## Task to carry out
Copy out exactly every line from the line containing "PR #3332, opened 2016-09-21" until the records below end, inclusive of both boundary lines.

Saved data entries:
PR #3317, opened 2016-09-19
MULE-10435: Add a way to shared libs on the isolated tests

gsfernandes:


tests/runner/pom.xml
```diff
@@ -47,43 +47,60 @@
...
         </dependency>
-
         <dependency>
             <groupId>org.mule.tests</groupId>
             <artifactId>mule-tests-unit</artifactId>
             <version>${project.version}</version>
             <scope>test</scope>
         </dependency>
+        <dependency>
+            <groupId>org.powermock</groupId>
```
pablokraan: Email extension is also using this, it should be defined in mule as managed dependency

tests/runner/src/test/java/org/mule/test/runner/api/AetherClassPathClassifierTestCase.java
```diff
@@ -0,0 +1,189 @@
...
+  private Dependency muleArtifactDep;
+  private Dependency muleTestFunctionalDep;
+  private Dependency guavaDep;
+  private Dependency derbyDriverDep;
+
+  private List<Dependency> directDependencies;
+
+  @Before
+  public void before() throws Exception {
+    this.rootArtifact = new DefaultArtifact("org.mule.tests:mule-tests-runner:4.0-SNAPSHOT");
```
pablokraan: Is the 4.0-SNAPSHOT related to the Mule project version?

tests/runner/src/test/java/org/mule/test/runner/api/AetherClassPathClassifierTestCase.java
```diff
@@ -0,0 +1,189 @@
...
+
+  private ArtifactDescriptorResult noManagedDependencies() throws ArtifactDescriptorException {
+    ArtifactDescriptorResult artifactDescriptorResult = mock(ArtifactDescriptorResult.class);
+    List<Dependency> managedDependencies = Collections.<Dependency>emptyList();
+    when(artifactDescriptorResult.getManagedDependencies()).thenReturn(managedDependencies);
+    when(dependencyResolver.readArtifactDescriptor(any(Artifact.class))).thenReturn(artifactDescriptorResult);
+    return artifactDescriptorResult;
+  }
+
+  class ListOfElements extends ArgumentMatcher<List> {
```
pablokraan: cannot use IsCollectionWithSize matcher?

tests/runner/src/test/java/org/mule/test/runner/api/AetherClassPathClassifierTestCase.java
gsfernandes: No, it is just mock data.

pablokraan: the I would suggest you to use fantasy artifact IDs, like org.foo:foo:1.0

PR #3319, opened 2016-09-19
MULE-10593: App with missing config fails to deploy but has status "c…

alepulver:
…reated"

### DIFF
--- a/modules/launcher/src/main/java/org/mule/module/launcher/application/DefaultMuleApplication.java
+++ b/modules/launcher/src/main/java/org/mule/module/launcher/application/DefaultMuleApplication.java
@@ -6,6 +6,7 @@
  */
 package org.mule.module.launcher.application;
 
+import static org.mule.config.i18n.MessageFactory.createStaticMessage;
 import static org.mule.util.SplashScreen.miniSplash;
 import org.mule.MuleServer;
 import org.mule.api.MuleContext;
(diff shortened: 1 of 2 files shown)


modules/launcher/src/test/java/org/mule/module/launcher/DeploymentServiceTestCase.java
```diff
@@ -2215,6 +2215,25 @@ public void redeploysExplodedDomainAfterDeploymentError() throws Exception
...
+
+    @Test
+    public void deployFailsWhenMissingFile() throws Exception
+    {
+        addExplodedAppFromBuilder(emptyAppFileBuilder);
+
+        deploymentService.start();
+
+        assertApplicationDeploymentSuccess(applicationDeploymentListener, emptyAppFileBuilder.getId());
+        assertAppsDir(NONE, new String[] {emptyAppFileBuilder.getId()}, true);
```
pablokraan: These lines are redundant, just check that the app was deployed

alepulver: I suppose this checks that the test fails for the correct reason, and not a problem in the original application (if we could just test direct deployment this wouldn't be necessary). It was also in the other test.

modules/launcher/src/main/java/org/mule/module/launcher/application/DefaultMuleApplication.java
```diff
@@ -92,16 +92,22 @@ public void install()
...
-            if (!configResource.exists())
+            for (String configResourceAbsolutePatch : this.descriptor.getAbsoluteResourcePaths())
             {
-                String message = String.format("Config for app '%s' not found: %s", getArtifactName(), configResource);
-                throw new InstallException(MessageFactory.createStaticMessage(message));
+                File configResource = new File(configResourceAbsolutePatch);
+                if (!configResource.exists())
+                {
+                    String message = String.format("Config for app '%s' not found: %s", getArtifactName(), configResource);
+                    throw new InstallException(MessageFactory.createStaticMessage(message));
```
alepulver: Done.

PR #3322, opened 2016-09-19
MULE-10594: Generic types are not being exported in the extension manifest.

juandesi:


modules/extensions-support/src/main/java/org/mule/runtime/module/extension/internal/resources/manifest/ExportedArtifactsCollector.java
```diff
@@ -162,18 +161,28 @@ public void visitArrayType(ArrayType arrayType) {
...
         Optional<EnumAnnotation> enumAnnotation = stringType.getAnnotation(EnumAnnotation.class);
         if (enumAnnotation.isPresent()) {
-          clazz.set(getType(stringType));
+          exportedClasses.add(getType(stringType));
         }
       }
-    });
 
-    return Optional.ofNullable(clazz.get());
+      private Class<?> getClassForName(String name) {
```
marianogonzalez: use `org.mule.runtime.core.util.ClassUtils#loadClass(java.lang.String, java.lang.ClassLoader)` instead. The class loader used should be the TCCL

marianogonzalez:
code format mismatch

modules/extensions-support/src/main/java/org/mule/runtime/module/extension/internal/resources/manifest/ExportedArtifactsCollector.java
```diff
@@ -162,18 +165,28 @@ public void visitArrayType(ArrayType arrayType) {
...
         }
       }
-    });
 
-    return Optional.ofNullable(clazz.get());
+      private Class loadClass(String name){
+        try {
+          return ClassUtils.loadClass(name, extensionClassloader);
+        } catch (ClassNotFoundException e) {
+          throw new IllegalStateException(e);
```
marianogonzalez: IllegalArgumentException

PR #3326, opened 2016-09-20
MULE-10581: Batch process cannot resume after a crash, if there is a corrupted file in the ObjectStore

mbuchwald:


mbuchwald:
(Wait until cloudbees finishes running)

core/src/main/java/org/mule/util/store/PersistentObjectStorePartition.java
```diff
@@ -265,9 +265,20 @@ private synchronized void loadStoredKeysAndFileNames() throws ObjectStoreExcepti
...
+                {
+                    File file = files[i];
+                    StoreValue<T> storeValue = deserialize(file);
+                    realKeyToUUIDIndex.put(storeValue.getKey(), file.getName());
+                }
+                catch (ObjectStoreException e)
+                {
+                    if (logger.isWarnEnabled())
+                    {
+                        logger.warn("Could not deserialize an ObjectStore file");
```
marianogonzalez: This should also make it clear that the data will be lost... Careful with the language you use not to freak the user out

marianogonzalez: why not moving the file to a special directory instead? if you delete it we'll never have any tools to try to diagnose or have a sense of why the file is corrupted. Also, at the customer's eyes, moving the file is less violent than deleting it

core/src/test/java/org/mule/util/store/PersistentObjectStorePartitionTestCase.java
```diff
@@ -66,6 +68,24 @@ public void indicatesUnexistentKeyOnRetrieveError() throws ObjectStoreException
...
+        try
+        {
+            File.createTempFile("temp", ".obj", objectStoreFolder.getRoot());
+            partition.store(KEY, VALUE);
+            // Expect the new stored object, and the partition-descriptor file
+            assertEquals(2, objectStoreFolder.getRoot().listFiles().length);
+        }
+        catch (Exception e)
+        {
+            fail("Supposed to have skipped corrupted or unreadable files");
```
marianogonzalez: you're missing an assertion that the file actually got moved

core/src/main/java/org/mule/util/store/PersistentObjectStorePartition.java
```diff
@@ -266,8 +267,23 @@ private synchronized void loadStoredKeysAndFileNames() throws ObjectStoreExcepti
...
+                {
+                    if (logger.isWarnEnabled())
+                    {
+                        logger.warn(String.format(
+                                "Could not deserialize the ObjectStore file: %s. The file will be skipped and moved " +
+                                "to the Garbage folder", file.getName()));
+                    }
+                    String garbageFileName = file.getParentFile().getParentFile().getParent() + File.separator +
+                                             GARBAGE_FOLDER + File.separator + file.getParentFile().getName();
+                    FileUtils.moveFileToDirectory(file, new File(garbageFileName), true);
```
marianogonzalez: static imports

core/src/main/java/org/mule/util/store/PersistentObjectStorePartition.java
```diff
@@ -266,8 +267,23 @@ private synchronized void loadStoredKeysAndFileNames() throws ObjectStoreExcepti
...
+                }
+                catch (ObjectStoreException e)
+                {
+                    if (logger.isWarnEnabled())
+                    {
+                        logger.warn(String.format(
+                                "Could not deserialize the ObjectStore file: %s. The file will be skipped and moved " +
+                                "to the Garbage folder", file.getName()));
+                    }
+                    String garbageFileName = file.getParentFile().getParentFile().getParent() + File.separator +
```
marianogonzalez: isn't it best if you just calculate the delta between the app.home and the actual file. This logic is very fragile when it comes to changes in the deployment structure

PR #3330, opened 2016-09-20
MULE-10298: Deploy applications in parallel

pablokraan:
_ Adding synchronization to MuleDeploymentService API.
   On previous versions, synchronization was done on the deployers, but that was removed with the parallel deployment work (as it is not possible to have concurrent deployments with a unique lock).
   This lack of synchronization should not be a problem in the current version as the only client of this API is the agent that synchronizes the deployment before using it.
   However, is responsibility of the service to synchronize every call and let clients to synchronize only when they must execute many API calls

### DIFF
--- a/modules/launcher/src/main/java/org/mule/module/launcher/MuleDeploymentService.java
+++ b/modules/launcher/src/main/java/org/mule/module/launcher/MuleDeploymentService.java
@@ -7,6 +7,7 @@
 package org.mule.module.launcher;
 
 import static java.lang.System.getProperties;
+import static java.util.concurrent.TimeUnit.SECONDS;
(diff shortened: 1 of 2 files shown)


mohdajami:
Hi Pablo, we started getting this error on Mule EE in the last 3 days, could this be related?

Deployment     system     SYSTEM
Worker(xx.xx.xx.xx): Your application has failed with exception java.io.IOException: Another deployment operation is in progress

pablokraan:
Hi, 
I don't think this change could be related to your problem as is not included on any EE release as far as I know. 
The error you see is because there is a request to deploy an app while another deployment request is still in progress, that restriction is there since the beginning.
If you are having problems, you should raise a support ticket

PR #3331, opened 2016-09-20
MULE-10495: Improve test infrastructure for creating Events/Messages

elrodro83:


core-tests/src/test/java/org/mule/runtime/core/DefaultMuleEventTestCase.java
```diff
@@ -51,7 +52,7 @@
 
   @Before
   public void before() throws Exception {
-    flow = getTestFlow();
+    flow = getTestFlow(muleContext);
```
dfeist: Is it preferred to use static method in MuleTestUtils over method in AbstractMuleContextTestCase that does not require MuleContext? The later seems simple..

core-tests/src/test/java/org/mule/runtime/core/MuleEventTestCase.java
```diff
@@ -39,7 +43,10 @@
 
   @Test
   public void testEventSerialization() throws Exception {
-    Event event = getTestEvent("payload");
+    FlowConstruct flowConstruct = MuleTestUtils.getTestFlow(muleContext);
+    Event event = Event.builder(DefaultEventContext.create(flowConstruct, TEST_CONNECTOR))
```
dfeist: Can we push the creation of DefaultEventContext up to AbstractMuleContextTestCase and make it reusable?

dfeist: Also, when all that is being created is an event from a payload, why does the test need to have all this boiler plate code?

core-tests/src/test/java/org/mule/runtime/core/MuleEventTestCase.java
```diff
@@ -43,10 +38,7 @@
 
   @Test
   public void testEventSerialization() throws Exception {
-    FlowConstruct flowConstruct = MuleTestUtils.getTestFlow(muleContext);
-    Event event = Event.builder(DefaultEventContext.create(flowConstruct, TEST_CONNECTOR))
-        .message(InternalMessage.of("payload"))
-        .build();
+    Event event = eventBuilder().message(InternalMessage.of("payload")).build();
```
dfeist: Any reason this can't just be `Event event = event("payload");` or  `Event event = getTestEvent("payload")`?  I understand it makes use to use EventBuilder in a consistent way to how it's used in Mule for the non-trivial cases, but still don't see why we cant' simply the simplest cases further.  There is even a TEST_PAYLOAD or similar in AbstractMuleTestCase which can be used to create an event without even passing a payload.  Also ideally this event should be reused so that it can be asserted against and reused.

core-tests/src/test/java/org/mule/runtime/core/el/mvel/MVELExpressionLanguageTestCase.java
```diff
@@ -264,11 +255,7 @@ public void appTakesPrecedenceOverEverything() throws Exception {
   @Test
   public void messageTakesPrecedenceOverEverything() throws Exception {
     mvel.setAliases(Collections.singletonMap("message", "'other1'"));
-    FlowConstruct flowConstruct = MuleTestUtils.getTestFlow(muleContext);
-    Event event = Event.builder(DefaultEventContext.create(flowConstruct, TEST_CONNECTOR))
-        .message(InternalMessage.of(""))
-        .addVariable("message", "other2")
-        .build();
+    Event event = eventBuilder().message(InternalMessage.of("")).addVariable("message", "other2").build();
```
dfeist: If the message is often not important in tests, then can we make it optional and use a default/null message instead?  This may mean a slightly different builder for tests though, so maybe not best idea..  Alternatively a NULL_MESSAGE or EMPTY_MESSAGE constant could help, and not require extending builder in test infrasturucture.

core-tests/src/test/java/org/mule/runtime/core/mule/enricher/MessageEnricherTestCase.java
```diff
@@ -179,11 +159,7 @@ public void propagatesVariables() throws Exception {
     enricher.setEnrichmentMessageProcessor(event -> {
       return Event.builder(event).message(InternalMessage.builder(event.getMessage()).payload("enriched").build()).build();
     });
-    FlowConstruct flowConstruct = MuleTestUtils.getTestFlow(muleContext);
-    Event in = Event.builder(DefaultEventContext.create(flowConstruct, TEST_CONNECTOR))
-        .message(InternalMessage.of(""))
-        .addVariable("flowFoo", "bar")
-        .build();
+    Event in = eventBuilder().message(InternalMessage.of("")).addVariable("flowFoo", "bar").build();
```
dfeist: Just thinking out loud, but another approach to exposing builder and requiring `.build` could be to take a builder function.
`event(payload)`
`event(builder -> builder.addVariable()`

PR #3332, opened 2016-09-21
MULE-10403: FTP Extension: Write operation doesn't work using SFTP wh…

pablomusumeci:
…en the destination is a new file.


extensions/ftp/src/main/java/org/mule/extension/ftp/internal/sftp/connection/SftpClient.java
```diff
@@ -113,7 +114,7 @@ public SftpFileAttributes getAttributes(Path path) {
     try {
       return new SftpFileAttributes(path, sftp.stat(path.toString()));
     } catch (SftpException e) {
-      if (e.getMessage().contains(FileNotFoundException.class.getName())) {
+      if (e.id == FILE_NOT_FOUND_ERROR_CODE) {
```
marianogonzalez: Unit test for the SftpClient class. Using a mock client, create a test which validates that null is returned when the error code is 2 and another one which throws exception otherwise

PR #3336, opened 2016-09-21
MULE-10515: Fail to update blob with file:read result

marianogonzalez:


extensions/db/src/main/java/org/mule/extension/db/api/param/JdbcType.java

## Solution below
PR #3332, opened 2016-09-21
MULE-10403: FTP Extension: Write operation doesn't work using SFTP wh…

pablomusumeci:
…en the destination is a new file.


extensions/ftp/src/main/java/org/mule/extension/ftp/internal/sftp/connection/SftpClient.java
```diff
@@ -113,7 +114,7 @@ public SftpFileAttributes getAttributes(Path path) {
     try {
       return new SftpFileAttributes(path, sftp.stat(path.toString()));
     } catch (SftpException e) {
-      if (e.getMessage().contains(FileNotFoundException.class.getName())) {
+      if (e.id == FILE_NOT_FOUND_ERROR_CODE) {
```
marianogonzalez: Unit test for the SftpClient class. Using a mock client, create a test which validates that null is returned when the error code is 2 and another one which throws exception otherwise

PR #3336, opened 2016-09-21
MULE-10515: Fail to update blob with file:read result

marianogonzalez:


extensions/db/src/main/java/org/mule/extension/db/api/param/JdbcType.java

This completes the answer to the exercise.